### PROBLEM REQUIREMENTS
Whenever a line below includes the word "tmpfile", copy that line.

———

PR #163, opened 2023-09-13
Use std::ranges to calculate FFT window function.

drslebedev:


RalphSteinhagen (approved):
As discussed in person, LGTM! :+1:

PR #164, opened 2023-09-13
refactor settings_changed(old, new, fwd) & Decimate example block

RalphSteinhagen:
... to account for old- vs. new- vs. fwd settings.

Example:

```cpp
 template<typename T, bool Average = false>
struct Decimate : public node<Decimate<T, Average>, SupportedTypes<float, double>, PerformDecimationInterpolation, Doc<R""(
@brief reduces sample rate by given fraction controlled by denominator
)"">> {
    IN<T>                            in{};
    OUT<T>                           out{};
    A<float, "sample rate", Visible> sample_rate = 1.f;

    void
    settings_changed(const property_map & /*old_settings*/, property_map &new_settings, property_map &fwd_settings) noexcept {
        if (new_settings.contains(std::string(fair::graph::tag::SIGNAL_RATE.shortKey())) || new_settings.contains("denominator")) {
            const float fwdSampleRate = sample_rate / static_cast<float>(this->denominator);
            fwd_settings[std::string(fair::graph::tag::SIGNAL_RATE.shortKey())] = fwdSampleRate; // TODO: handle 'gr:sample_rate' vs 'sample_rate';
        }
    }

    constexpr work_return_status_t
    process_bulk(std::span<const T> input, std::span<T> output) noexcept {
        assert(this->numerator == std::size_t(1) && "block implements only basic decimation");
        assert(this->denominator != std::size_t(0) && "denominator must be non-zero");

        auto outputIt = output.begin();
        if constexpr (Average) {
            for (std::size_t start = 0; start < input.size(); start += this->denominator) {
                constexpr auto chunk_begin = input.begin() + start;
                constexpr auto chunk_end   = chunk_begin + std::min(this->denominator, std::distance(chunk_begin, input.end()));
                *outputIt++                = std::reduce(chunk_begin, chunk_end, T(0)) / static_cast<T>(this->denominator);
            }
        } else {
            for (std::size_t i = 0; i < input.size(); i += this->denominator) {
                *outputIt++ = input[i];
            }
        }

    }
};
```

Also fixed some tag-forwarding bugs related to `map::insert(...)`  which does not overwrite existing map entries and `map::insert_or_assign(...)` which does.

### DIFF
--- a/include/node.hpp
+++ b/include/node.hpp
@@ -433,7 +433,15 @@ public:
     init(std::shared_ptr<gr::Sequence> progress_, std::shared_ptr<fair::thread_pool::BasicThreadPool> ioThreadPool_) {
         progress     = std::move(progress_);
         ioThreadPool = std::move(ioThreadPool_);
-        std::ignore  = settings().apply_staged_parameters();
+        if (const auto forward_parameters = settings().apply_staged_parameters(); !forward_parameters.empty()) {
+            std::for_each(_tags_at_output.begin(), _tags_at_output.end(), [&forward_parameters](tag_t &tag) {
+                for (const auto &[key, value] : forward_parameters) {
+                    tag.map.insert_or_assign(key, value);
+                }
+            });
+            _output_tags_changed = true;
+        }
+
         // TODO: expand on this init function:
         //  * store initial setting -> needed for `reset()` call
         //  * ...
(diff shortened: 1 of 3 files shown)


wirew0rm (approved):
Looks good :+1:

Issue #72, opened 2019-08-05
Is imagemagick required for emacs27?


emacsomancer:
Emacs 27 builds by default without imagemagick, using its own internal libraries to handle graphics. Can this be used by telega?

cireu:
Can you point out what's new in image manipulation API of Emacs 27?

emacsomancer:
@cireu 

From Emacs 27 NEWS:

> ** Emacs no longer defaults to using ImageMagick to display images,
due to security and stability concerns. 
.....
> +++
> ** Emacs now supports resizing and rotating images without ImageMagick.
All modern systems support this feature.  (On GNU and Unix systems,
Cairo drawing or the XRender extension to X11 is required for this to
be available; the configure script will test for it and, if found,
enable scaling.)

> The new function 'image-transforms-p' can be used to test whether any
given frame supports these capabilities.

(Searching in Emacs NEWS for 'imagemagick' provides a  few more details

zevlg:
Imagemagick is no longer required.

PR #106, opened 2019-11-28
Improve image handling when imagemagick is not available

alexmurray:


telega-customize.el
```diff
@@ -129,7 +129,7 @@ Make sure you have tracking.el loaded if this option is enabled."
   :type 'boolean
   :group 'telega
   :set (lambda (option value)
-         (if (fboundp 'imagemagick-types)
+         (if (or (fboundp 'imagemagick-types) (version< "27.0.49" emacs-version))
              (set-default option value)
```
zevlg: It is better to use `(and (fboundp 'image-transforms-p) (funcall 'image-transforms-p))` instead of Emacs version comparison.

zevlg:
https://github.com/zevlg/telega.el/issues/72 will require more work, however this is patch is good as first start to support built-in images transforms in Emacs27.

Please see my comment in the code, and I'll merge

Thanks

zevlg:
Merged in, thanks!

Partly fixes https://github.com/zevlg/telega.el/issues/72

But still, support for stickers is required, in case when imagemagick is not available

zevlg:
JFYI: Stickers now supported in non-imagemagick setup

PR #111, opened 2019-12-05
Add guix.scm file for development of telega on GNU Guix.

brettgilio:
This file makes it easier to contribute to upstream development of telega for people using GNU Guix. It should not conflict with MELPA, and should merge easily. It is a standard practice to use this file to spin up development containers (similar to pyvenv, but far more flexible). Let me know what you think, thanks!

### DIFF
--- a/etc/guix.scm
+++ b/etc/guix.scm
@@ -40,7 +40,7 @@
 	     (srfi srfi-1)
 	     (srfi srfi-26))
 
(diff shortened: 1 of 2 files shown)


brettgilio:
To be more clear. This file is used for development on the latest local checkout of Telega, rather than the version of Telega in upstream Guix.

zevlg:
Merged in, thanks!

PR #116, opened 2019-12-13
Patch `ffplay` and `ffmpeg` paths instead of propagating ffmpeg input.

brettgilio:
This is a revision to the previous pull request. This is a more hygienic way to ensure that ffmpeg functionality is given to emacs-telega on build-time.


zevlg:
Merged in, thanks!

PR #117, opened 2019-12-14
Add GNU Guix badge

brettgilio:
This adds a badge representing the version of Telega available in GNU Guix.

The hyperlink will NOT work yet, because the packages page gets refreshed once every few days, but it will work soon!


zevlg:
Merged in, thanks!

PR #121, opened 2019-12-26
Remove work arounds for imagemagick and svg.

brettgilio:
I have removed this snippet from our local guix.scm recipe. This snippet became unnecessary when switching from building against emacs-minimal to building against emacs in order to provide fringe-bitmap support on bytecompiling.


zevlg:
merged in, thanks!

PR #138, opened 2020-01-15
Add emacs-company as an input to emacs-telega.

brettgilio:
This will provide company-based completion support OOTB for users of Telega on GNU Guix, without having to install company themselves.


brettgilio:
Leaving this open, as per the discussion in the telegram group. This does not modify how it is propagated by MELPA, but is a suggestion for our GNU Guix adjacent package.

PR #149, opened 2020-02-14
[fix] Grammar and consistency in FAQ section of README.md

aidenholmes:


brettgilio:
I think it might be better to replace "I got" with "I have". Wdyt?

aidenholmes:
I agree, should I make the change?

brettgilio:
> I agree, should I make the change?

Yes. In the same branch you made this pull request with, just apply another commit and it will auto-propagate here.

PR #160, opened 2020-04-08
Update `telega-screenshot-function` on macos.

cnsunyour:
On macos:
1) The "screencapture" utility can perform a
complete screenshot operation.
2) The "pngpaste" utility can make image from clipboard.

----

#

### DIFF
--- a/telega-chat.el
+++ b/telega-chat.el
@@ -3103,7 +3103,7 @@ If DOC-P prefix arg as given, then send it as document."
          (temporary-file-directory telega-temp-dir)
          (tmpfile (telega-temp-name "clipboard" ".png"))
          (coding-system-for-write 'binary))
-    (if (eq telega-screenshot-function 'telega-screenshot-with-pngpaste)
+    (if (executable-find "pngpaste")
         ;; NOTE: On MacOS, try extracting clipboard using pngpaste
         (unless (= 0 (telega-screenshot-with-pngpaste tmpfile))
           (error "No image in CLIPBOARD"))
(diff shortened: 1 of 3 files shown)


cnsunyour:
btw,  the "screencapture" utility is included with macos.

telega-util.el
```diff
@@ -872,11 +872,19 @@ If REGION-P is non-nil, then make a screenshot of region."
...
                     nil tofile nil 'quiet))))
 
+(defun telega-screenshot-with-screencapture (tofile &optional _region-p)
+  "Make a screenshot into TOFILE using `screencapture' utility.
+If REGION-P is non-nil, then make a screenshot of region."
+  (let ((pngpaste-cmd (concat (or (executable-find "screencapture")
+                                  (error "Utility `screencapture' not found"))
+                              " -i " tofile)))
+    (call-process-shell-command pngpaste-cmd)))
+
```
zevlg, line 882: Please use "screencapture" (or maybe "screencap") naming here instead of  "pngpaste".

Also I see you always use "-i" flag.  As I remember it means "interactive" i.e. selecting region by hand.  That is exactly the case for use of `region-p`. 
Without `region-p` screenshot function should take screenshot of the whole screen, without interactions with user.
See how `region-p` is used in `telega-screenshot-with-import`

telega-chat.el
```diff
@@ -3125,7 +3125,9 @@ Multiple `C-u' increases delay before taking screenshot of the area."
     (setq n (log (car n) 4)))
 
   (if (and (> n 0)
-           ;; NO delays for "pngpaste"
+           ;; NO delays for "screencapture" or "pngpaste"
+           (not (eq telega-screenshot-function
+                    'telega-screenshot-with-screencapture))
```
zevlg, line 3130: Unlike "pngpaste", "screencapture" supports interactive region selection for the screenshot, so taking delay before taking screenshot with "screencapture" is essential

cnsunyour:
> Thank you for the PR! Please fix the following before merge

Fixed, please check it.

zevlg:
Merged in, thanks!

cnsunyour:
Thanks a lot  for your guidance.

PR #166, opened 2020-05-08
Update README.dm message filtering section

weird-ego:
Small hint to apply filtering to fetched history.


zevlg:
Thanks, however I think this is subject to change.  Defining advices is not good, `telega.el` should provide `hook` way to mark messages as ignored

BTW: we already have `doc/telega-manual.org` for documentation, we should move documentation details into there, keeping `README.md` in some terse style

PR #167, opened 2020-05-09
[enh] better random color generation

BlindingDark:
Current random color algorithm will produce colors that are too dark or uncomfortable, and new algorithm will avoid producing primary colors, too bright or too gray colors.
This is more obvious in dark theme.

Generate color matrix:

———

### RESPONSE FOR THIS EXERCISE
          (tmpfile (telega-temp-name "clipboard" ".png"))
         (unless (= 0 (telega-screenshot-with-pngpaste tmpfile))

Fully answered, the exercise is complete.